A pursuer of the beauty that was both real and ideal existing in the physical world, not the spheres of the heavens, Renoir used the ideal to perfect the real, adapting traditional techniques to his visions of the worlds conjured in his mind’s eye. Renoir’s fascination with sensuous beauty in the expression of vivid but soft hues of vibrant colors and rounded, smooth figures of models in his paintings show his unintentional application of Aristotelian aesthetic theory: beauty inherent in itself and beauty by its use. Renoir’s paintings are replete with the beautiful colors, the warmth of the ambiance, pleasantness of the moment, and equilibrium of the backgrounds, all the mastery of using the ordinary with a profound sense to elevate it to art, giving art its true meaning. That might be a reason why German composer Richard Wagner, the creator of “Nibelungen’s Ring,” chose Renoir among other famous painters of the time to produce his portraiture. Or perhaps it was why Americans first found Renoir’s paintings so appealing that the goring sales in America brought Renoir fame and wealth.

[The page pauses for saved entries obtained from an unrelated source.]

PR #160, opened 2016-04-20
Tests fail in coreclr framework (in build), as TelemetryCOnfiguration…

kartang:
Tests fail in coreclr framework (in build), as TelemetryConfiguratin.Active is messed with fake telemetry channels. If the environment is coreclr, we just use the existing telemetry channel, thereby causing the tests to fail in the build. Adding a channel to services, will resolve as, AI picks the channel from services, if any such exists.


dnduffy:
:shipit:

PR #161, opened 2016-04-21
Daduffy/add event source logging

dnduffy:


src/Microsoft.ApplicationInsights.AspNet/Extensibility/Implementation/Tracing/TelemetryLogger.cs
```diff
@@ -0,0 +1,120 @@
...
+        /// Delegate of basic event source function calls.
+        /// </summary>
+        /// <param name="message">The message to log.</param>
+        /// <param name="appDomainName">An ignored placeholder to make EventSource happy.</param>
+        private delegate void EventSourceLogCall(string message, string appDomainName = "Incorrect");
+
+        /// <summary>
+        /// Gets an instance of the telemetry logger.
+        /// </summary>
+        public static TelemetryLogger Instance
```
kartang: nit-pick: "Instance" seems to be used in event source, and in this code as well.

src/Microsoft.ApplicationInsights.AspNet/Extensions/ApplicationInsightsExtensions.cs
```diff
@@ -104,6 +110,12 @@ public static IConfigurationBuilder AddApplicationInsightsSettings(this IConfigu
                 wasAnythingSet = true;
             }
 
+            if (level != null)
+            {
+                TelemetryLogger.Instance.Level = level.Value;
+                wasAnythingSet = true;
```
kartang: we are not adding anything to telemetryConfigurationSource. Please let me know if we still need to set wasAnythingSet to be true?

kartang:
:shipit:

src/Microsoft.ApplicationInsights.AspNet/Extensibility/Implementation/Tracing/TelemetryLogger.cs
```diff
@@ -0,0 +1,120 @@
...
+    using System.Diagnostics.Tracing;
+    using Microsoft.Extensions.Logging;
+
+    /// <summary>
+    /// Application Insights internal telemetry logging implementation.
+    /// </summary>
+    internal sealed class TelemetryLogger : ILogger
+    {
+        /// <summary>Instance of </summary>
+        private static TelemetryLogger instance = new TelemetryLogger();
```
AlexBulankou: "private static readonly" to semantically enforce singleton?

src/Microsoft.ApplicationInsights.AspNet/Extensibility/Implementation/Tracing/TelemetryLogger.cs
```diff
@@ -0,0 +1,120 @@
...
+            };
+        }
+
+        /// <summary>
+        /// Delegate of basic event source function calls.
+        /// </summary>
+        /// <param name="message">The message to log.</param>
+        /// <param name="appDomainName">An ignored placeholder to make EventSource happy.</param>
+        private delegate void EventSourceLogCall(string message, string appDomainName = "Incorrect");
+
```
AlexBulankou: Why do we need this delegate? Looks like you're populating an array of these objects, (like eventSource.LogAlways), can we use their type?

src/Microsoft.ApplicationInsights.AspNet/Extensibility/Implementation/Tracing/TelemetryLogger.cs
```diff
@@ -0,0 +1,120 @@
...
+        }
+
+        /// <summary>
+        /// Checks if the given log level is enabled.
+        /// </summary>
+        /// <param name="logLevel">The leg level to check.</param>
+        /// <returns>True if the specified log level is enabled, otherwise false.</returns>
+        public bool IsEnabled(LogLevel logLevel)
+        {
+            return logLevel >= this.Level && this.Level != LogLevel.None && logLevel != LogLevel.None;
```
AlexBulankou: I think if we have the first check, then one of 2 subsequents checks is not needed

src/Microsoft.ApplicationInsights.AspNet/Extensibility/Implementation/Tracing/TelemetryLoggerScope.cs
```diff
@@ -0,0 +1,37 @@
...
+//-----------------------------------------------------------------------
+namespace Microsoft.ApplicationInsights.AspNet.Extensibility.Implementation.Tracing
+{
+    using System;
+
+    /// <summary>
+    /// Logging scope for <code>TelemetryLogger.BeginScopeImpl</code> calls.
+    /// </summary>
+    public class TelemetryLoggerScope : IDisposable
+    {
```
AlexBulankou: Should you follow basic dispose pattern (https://msdn.microsoft.com/en-us/library/b1yfkh5e(v=vs.110).aspx)

src/Microsoft.ApplicationInsights.AspNet/Extensibility/Implementation/Tracing/TelemetryLoggerScope.cs
```diff
@@ -0,0 +1,37 @@
...
+        /// <summary>State of the logging scope instance.</summary>
+        private bool isDisposed = false;
+
+        /// <summary>
+        /// Gets a value indicating whether or not the logging scope instance is disposed.
+        /// </summary>
+        internal bool IsDisposed
```
AlexBulankou: Why do we need to expose disposed state?

src/Microsoft.ApplicationInsights.AspNet/Extensibility/Implementation/Tracing/TelemetryLoggerScope.cs
```diff
@@ -0,0 +1,37 @@
...
+// </copyright>
+//-----------------------------------------------------------------------
+namespace Microsoft.ApplicationInsights.AspNet.Extensibility.Implementation.Tracing
+{
+    using System;
+
+    /// <summary>
+    /// Logging scope for <code>TelemetryLogger.BeginScopeImpl</code> calls.
+    /// </summary>
+    public class TelemetryLoggerScope : IDisposable
```
AlexBulankou: Perhaps add some unit test to for TelemetryLoggerScope?

src/Microsoft.ApplicationInsights.AspNet/Extensibility/Implementation/Tracing/AspNetEventSource.cs
```diff
@@ -0,0 +1,121 @@
...
+namespace Microsoft.ApplicationInsights.AspNet.Extensibility.Implementation.Tracing
+{
+    using System;
+    using System.Diagnostics.Tracing;
+
+    /// <summary>
+    /// Event source for Application Insights ASP.NET 5 SDK.
+    /// </summary>
+    [EventSource(Name = "Microsoft-ApplicationInsights-AspNet")]
+    internal sealed class AspNetEventSource : EventSource
```
AlexBulankou: Similarly how we are doing for [Core](https://github.com/Microsoft/ApplicationInsights-dotnet/blob/1ccd5b466451db1884b242b6a58b3e9401a1fbcf/src/Core/Managed/Shared/Extensibility/Implementation/Tracing/CoreEventSource.cs), I think we want to differentiate each diagnostic message source with a separate event ID. This way we are ensuring message reuse and enable efficient filtering and search for diagnostic events.

dnduffy: There are two very different paradigms between ILogger and EventSource.  I can make it work the way you describe but it would not be following the ILogger model and there are several reasons why I would not recommend it we can discuss.

src/Microsoft.ApplicationInsights.AspNet/Extensibility/Implementation/Tracing/TelemetryLogger.cs
dnduffy: I'm using it as function pointers for the C# version of a jump table.

src/Microsoft.ApplicationInsights.AspNet/Extensibility/Implementation/Tracing/TelemetryLogger.cs
dnduffy: Yes, "Instance" is a common name for a Singleton instance of a class.

src/Microsoft.ApplicationInsights.AspNet/Extensibility/Implementation/Tracing/TelemetryLogger.cs
dnduffy: The first check alone is not sufficient because "None" is defined as int.MaxValue instead of as 0 so it does not follow the sequence of the other values from Debug = 1 to Critical = 6.

src/Microsoft.ApplicationInsights.AspNet/Extensibility/Implementation/Tracing/TelemetryLoggerScope.cs
dnduffy: We should discuss what we should do with this class since it isn't really even being used, there is a bigger ILogger design question here.

src/Microsoft.ApplicationInsights.AspNet/Extensions/ApplicationInsightsExtensions.cs
dnduffy: Good point, removed.

src/Microsoft.ApplicationInsights.AspNet/Extensibility/Implementation/Tracing/AspNetEventSource.cs
```diff
@@ -0,0 +1,121 @@
...
+//-----------------------------------------------------------------------
+namespace Microsoft.ApplicationInsights.AspNet.Extensibility.Implementation.Tracing
+{
+    using System;
+    using System.Diagnostics.Tracing;
+
+    /// <summary>
+    /// Event source for Application Insights ASP.NET 5 SDK.
+    /// </summary>
+    [EventSource(Name = "Microsoft-ApplicationInsights-AspNet")]
```
abaranch: Should we call it AspNetCore? Without Core and without 5 that is quite generic...

src/Microsoft.ApplicationInsights.AspNet/Extensibility/Implementation/Tracing/AspNetEventSource.cs
```diff
@@ -0,0 +1,121 @@
...
+            this.WriteEvent(6, message ?? string.Empty, this.ApplicationName);
+        }
+
+        /// <summary>
+        /// Logs an event for the critical message level.
+        /// </summary>
+        /// <param name="message">The message to write an event for.</param>
+        /// <param name="appDomainName">An ignored placeholder to make EventSource happy.</param>
+        [Event((int)EventLevel.Critical, Message = "{0}", Level = EventLevel.Critical, Keywords = Keywords.Diagnostics)]
+        public void LogCritical(string message, string appDomainName = "Incorrect")
```
abaranch: Should we/Can we also have LogCritical and LogError with Keywork UserActionable? Usually configuration errors or something that customer can fix on his own are logged with this keyword. Also it UI they would have different prefixes and can be filtered.

src/Microsoft.ApplicationInsights.AspNet/project.json
```diff
@@ -33,15 +33,17 @@
           "Microsoft.ApplicationInsights.PerfCounterCollector": "2.0.0",
           "Microsoft.ApplicationInsights.DependencyCollector": "2.0.0",
           "Microsoft.ApplicationInsights.WindowsServer.TelemetryChannel": "2.0.0"
```
abaranch: "," in the end is missing

dnduffy: Oops, I missed that when having to manually resolve a merge conflict.  Fixed.

src/Microsoft.ApplicationInsights.AspNet/Extensibility/Implementation/Tracing/AspNetEventSource.cs
dnduffy: Added "Core".

dnduffy:
I've deleted the ILogger to EventSource bridge and related code for now and converted to a pure EventSource implementation.

src/Microsoft.ApplicationInsights.AspNet/Extensibility/Implementation/Tracing/AspNetEventSource.cs
```diff
@@ -0,0 +1,126 @@
...
+        /// </summary>
+        public string ApplicationName { [NonEvent] get; [NonEvent]private set; }
+
+        /// <summary>
+        /// Logs an event for the an exception in the TelemetryInitializerBase Initialize method.
+        /// </summary>
+        /// <param name="exception">The exception to write an event for.</param>
+        /// <param name="appDomainName">An ignored placeholder to make EventSource happy.</param>
+        [Event(1, Message = "{0}", Level = EventLevel.Error, Keywords = Keywords.Diagnostics)]
+        public void LogTelemetryInitializerBaseInitializeException(Exception exception, string appDomainName = "Incorrect")
```
abaranch: This override is very slow (https://msdn.microsoft.com/en-us/library/hh393360(v=vs.110).aspx). Do you think we can pass exception.Message, exception.StackTrace as 2 parameters here?

abaranch:
Add one comment to consider. But :shipit:

src/Microsoft.ApplicationInsights.AspNet/Extensibility/Implementation/Tracing/AspNetEventSource.cs
dnduffy: I've changed it to string so that I can reuse the EventSourceTest class from core which doesn't support non-value types.

PR #162, opened 2016-04-21
Adding Application Insights Service Options services extension

kartang:
Application Insights Service Options is an optional parameter to Application Insights extension to services. This controls the overriding behavior of the default set of features for AI.


AlexBulankou:
:shipit:

src/Microsoft.ApplicationInsights.AspNet/Extensions/ApplicationInsightsServiceOptionsExtensions.cs
```diff
@@ -0,0 +1,23 @@
...
+    /// Extensions for Application Insights Service Options that returns specific set of properties if serviceOptions is enabled. If not, it returns the default initial value.
+    /// </summary>
+    internal static class ApplicationInsightsServiceOptionsExtensions
+    {
+        private static ApplicationInsightsServiceOptions _serviceOptions = new ApplicationInsightsServiceOptions();
+
+        /// <summary>
+        /// Checks if sampling is disabled through service options.
+        /// </summary>
+        internal static bool GetDisableDefaultSampling(this ApplicationInsightsServiceOptions serviceOptions)
```
dnduffy: Why is there an extension method for a property which is already accessible?

kartang: The reason we add this, is we can have the functionality implementation separate from the definition. For example, tomorrow we have initializers as optional features. We add the respective list in the Options. We then access these extensions to do the functionality that we intended to do. We pass the service options and services and we keep implementation abstract from options. We don't want to expose any of those details to customers. That is why, we also ignore any null checks, as the implementation details is taken care in this extension.

kartang: Today it's just a boolean, but tomorrow it can be a complex option which needs some functionality being added from our side. PLease let me know if this makes sense.

dnduffy:
:shipit:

After reading this elegant biography of Renoir, I liked him even more because he was an artist who had an artistic vein of genius and a practical sense of responsibility. He was a devoted father who even took care of his illegitimate daughter from his first girlfriend before marrying his model wife Aline Chariot, from whom he kept it a secret for life. Renoir might have had preconceptions about specific beliefs and people, but who would not have them secretly hidden in their mind’s closet? I believe that art serves its purpose when it gives the beholder a delightful sensation, not a dangerous illusion of distorted reality drawn from an artist’s disillusioned mind. Now I have a replica of Renoir’s “Two Girls at the Piano” from Amazon posted on my bedroom wall. It still has the first impression of the painting that has stayed in my heart with delightful nostalgia, enveloping me in the longing for the bidding the time’s return, which only Renoir could do the magic.